To counteract peso devaluation, the BSP modifies the CRPP regulations.
By reducing pressure on the foreign currency spot market, the Bangko Sentral ng Pilipinas (BSP) has expanded the coverage of the Currency Rate Risk Protection Program (CRPP) in order to combat the depreciation of the peso.
Felipe Medalla, the governor of the BSP, said in a statement that the lessons learned from the peso’s decline last year against the dollar “show that spillover of risks is inevitable in an increasingly global and interconnected world.”
We believe that now is a good time to increase Filipino resilience as the peso stabilizes. It was necessary to redesign the CRPP to make it more accessible to banking customers. We achieved this by simplifying and reducing the standards and broadening the scope of transactions that qualify as acceptable FX (foreign exchange),” he said.
In 2022, the local currency was significantly impacted by volatility in the global financial market, which was partly caused by economies recovering from the epidemic, geopolitical tensions abroad, a high global inflation rate, and the direction of the central bank’s policy rates.

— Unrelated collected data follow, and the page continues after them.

Issue #619, opened 2017-12-16
draw.io integration


Kdecherf:
Desired Feature:

We deployed bookstack at current job for writing technical documentation about our platforms. Because it's better with a diagram, especially when you deploy µservices-oriented platforms, we try to add diagrams using draw.io to our pages to have a better view of interactions. Our current workflow for achieving that is:
- Create a diagram using draw.io on the standalone app
- Export a png
- Add the png to bookstack

Writers must manually share their draw.io sources (xml) in order to contribute to them.

It could be awesome to integrate draw.io to bookstack editor and save xml sources as editable attachments.

Abijeet:
I would be interested in this too.

ssddanbrown:
@Kdecherf Thanks for the suggestion. I agree this would have great benefit and saves us having to build-in and maintain a custom diagram editor. 

@Abijeet Thanks for the docs link. Integration is much simpler than I would have originally thought.

I've had a quick go and almost have it fully integrated into the WYSWIYG editor although TinyMCE is being a pain. I'll continue with this soon hence why I've assigned myself. 

I've had a quick look and can't see any license issues or payment required to add draw.io integration. My only slight concern is that their current revenue source is solely dependant on confluence integration. Hopefully we're too small-scale to be a concern to that but we need to keep it in mind.

lynchpatrickj:
I use draw.io this way as well, and it would save me a lot of time.

aljawaid:
I have also used draw.io for some diagrams for the business.  I usually use draw.io from within my nextcloud setup on the same domain.  Integration would be wicked.

The only reason I don't like to use the main draw.io (I prefer the nextcloud integrated version) is because the social media links/code seem to bloat the confluence integration that I have no use for.  Also, as it is within nextcloud, I can save my diagram direct into my business cloud.

Integrating draw.io into Bookstack would be excellent. So we could draw the diagram, save the xml (maybe even export it direct to owncloud/nextcloud) and then insert it into one of the books.

Very much look forward to this.

ssddanbrown:
Base integration now complete as part of #632, Ready for next release therefore will close this request.

AbijeetP:
@ssddanbrown - Just deployed this at my workplace today for my company, and they are all very happy about this. Thank you.

davidjgraph:
"My only slight concern is that their current revenue source is solely dependent on confluence integration. Hopefully we're too small-scale to be a concern to that but we need to keep it in mind."

[...]

PR #632, opened 2017-12-24
draw.io integration

ssddanbrown:
Relates to #619.

Very much a WIP at time of creating pull request. 

### TODO

- [x] Add updating of existing images.
- [x] Implement within markdown editor.
- [x] Add some basic testing to new endpoints.


Abijeet:
This looks good to me, I'll test this on my end once you are done.

resources/assets/js/pages/page-form.js
```diff
@@ -220,6 +220,124 @@ function codePlugin() {
 }
 codePlugin();
 
+function drawIoPlugin() {
+
+    const drawIoUrl = 'https://www.draw.io/?embed=1&ui=atlas&spin=1&proto=json';
```
tuaris: This should be user configurable in case a self-hosted version is preferred.

ssddanbrown: At first it will not be as I don't really know how/if self-hosted instances provide the same level & ease of integration via a public url such as this. I doubt they would otherwise it could be used by anybody.

Kdecherf: The default self-hosted instance is a static one (check https://github.com/jgraph/drawio#running) which does not provide any integration (Google Drive, Dropbox, …). Also you must specify `https=1` in query string if your own instance does not support TLS.

This lack of integration is not really important if files are saved as attachments inside Bookstack.

ssddanbrown:
Okay, This is now complete with some basic tests to cover so will merge into master for next release.
Feel free to raise any issues for problems and bugs found, I'm sure there'll be a few I've not found. 

There's a couple of limitations with the current implementation:
- For the markdown editor HTML is used to standardise the format used to recognise drawings. Think this is okay, Better than ignoring the markdown editor, but some may not like HTML in their markdown.
- Updating an drawing will update the drawing file/upload straight away, Not upon saving of the page. In the future it will probably be best to flesh this out with an image-manager-like implementation which will version drawing changes and retain old copies but what we have now is a good start.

The BSP stated in Circular No. 1172, which was published on April 18, 2023, and was signed by Chuchi Fonacier, officer-in-charge of the BSP, that the changes to the CRPP facility’s implementation rules were authorized last March 30 by the Monetary Board (MB), which sets policy.
The CRPP facility, a non-deliverable peso-US dollar forward contract between the BSP and the universal and commercial banks (U/KBs), enables bank clients to insure their foreign currency obligations or transactions against currency fluctuations and fix the exchange rate at a predetermined rate.
According to the BSP, the facility’s document requirements have been “aligned with the existing regulations on FX transactions and have eliminated the notarial rules to enable expedited applications.”
The original trade-related coverage investments and non-trade transactions are now recognized by the new regulations as being eligible for the CRPP facility.
Other modifications to the CRPP facility rules include the removal of the 1-2 p.m. trading window, the change in maximum tenor, and the change in the applicable US dollar interest rate to be used in calculating the non-deliverable US dollar-Philippine peso forward contract rate after the use of the London Interbank Offered Rate (LIBOR) benchmark is discontinued.